PR #1480, opened 2022-05-23
Editor no longer opens when -not is used without search flags

### LINKED ISSUE #1472: Using -not argument by itself leads to new entry creation
### Environment
  - `jrnl --diagnostic` output: 
```
jrnl: v2.8.4
OS: Windows 10
```
  - Install method:  pipx

### Current Behavior

When using the -not argument without other search terms, I'm sent into my editor to create a new entry.

### Expected Behavior

The -not argument is supposed to search entries for all entries that don't have the tag specified.

### Repro Steps

This should show all entries that don't have @tag in them. However, instead it leads me to create a new entry:
```
jrnl -not @tag
```

However, `-not` is still working fine with other arguments, such as:
```
jrnl -from yesterday -not @tag
```

### Other Information

A resolution to this issue should have:
- [ ] A fix to the bug
- [ ] A new BDD test to test for this behavior

apainintheneck:
### Checklist

  for the same issue.

This is fixes #1472. Essentially the problem was that `-not` gets ignored when it is not accompanied with search flags like `-on`, `-contains`, etc. That means that you could accidentally create a new entry by typing something like `jrnl -not @tag`.

I added a check to the `_is_write_mode` that throws an error if `-not` exists and we're not searching for anything. Ideally this would be able to be handled inside the parser but there are essentially two reasons why that's not possible.
1. `argparse` doesn't natively support dependent arguments.
2. We still have to account for the edge case where a string of tag arguments is interpreted as a search query.

### DIFF
--- a/jrnl/jrnl.py
+++ b/jrnl/jrnl.py
@@ -109,6 +109,19 @@ def _is_write_mode(args, config, **kwargs):
     ):
         write_mode = False
 
+    # If -not is set but we are not searching, throw an error
+    if write_mode and args.excluded:
+        raise JrnlException(
+            Message(
+                MsgText.InvalidArgumentUsage,
+                MsgType.NORMAL,
+                {
+                    "arg": "-not",
+                    "msg": "expected another search parameter like -on, -contains, etc.",
+                },
+            )
+        )
+
     return write_mode
 
 
--- a/jrnl/messages.py
+++ b/jrnl/messages.py
@@ -134,6 +134,9 @@ class MsgText(Enum):
         No entries to modify, because the search returned no results
         """
 
+    # --- Usage --- #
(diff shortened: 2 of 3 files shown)


micahellison:
Thanks for the PR, though issue #1472 is actually calling for the opposite behavior - `jrnl -not @tag` should do a search for all entries without @tag in it, according to the documentation. It doesn't affect other parameters like `-on` or `-contains`, which is by design. That said, I'm not sure I like the design, but it is enshrined in the API and I'm reluctant to change it without a lot of consideration.

Do feel free to file another PR for that behavior, or if you have any feedback on how I could make issues like this a bit clearer, feel free to share.

apainintheneck:
Ah, I totally misread that. But yeah, that behavior makes more sense.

= = = = = = =

* [Exercise aim]:
From the records above, reproduce exactly the lines from the one with "### Environment" to the one with "support dependent arguments.", both included, and no others.

* [Response box]:
### Environment
  - `jrnl --diagnostic` output: 
```
jrnl: v2.8.4
OS: Windows 10
```
  - Install method:  pipx

### Current Behavior

When using the -not argument without other search terms, I'm sent into my editor to create a new entry.

### Expected Behavior

The -not argument is supposed to search entries for all entries that don't have the tag specified.

### Repro Steps

This should show all entries that don't have @tag in them. However, instead it leads me to create a new entry:
```
jrnl -not @tag
```

However, `-not` is still working fine with other arguments, such as:
```
jrnl -from yesterday -not @tag
```

### Other Information

A resolution to this issue should have:
- [ ] A fix to the bug
- [ ] A new BDD test to test for this behavior

apainintheneck:
### Checklist

  for the same issue.

This is fixes #1472. Essentially the problem was that `-not` gets ignored when it is not accompanied with search flags like `-on`, `-contains`, etc. That means that you could accidentally create a new entry by typing something like `jrnl -not @tag`.

I added a check to the `_is_write_mode` that throws an error if `-not` exists and we're not searching for anything. Ideally this would be able to be handled inside the parser but there are essentially two reasons why that's not possible.
1. `argparse` doesn't natively support dependent arguments.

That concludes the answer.